### Exercise goal
Write out each entry word for word.

*** Input material Section Begins ***

PR #15127, opened 2026-03-20
refactor(ipc): pass reference to `decrypt` method for payloads

Tunglies:
Small changes, no change log needed.


Legend-Master:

*** Input material Section Ends ***

### Response to the task
PR #15127, opened 2026-03-20
refactor(ipc): pass reference to `decrypt` method for payloads

Tunglies:
Small changes, no change log needed.


Legend-Master:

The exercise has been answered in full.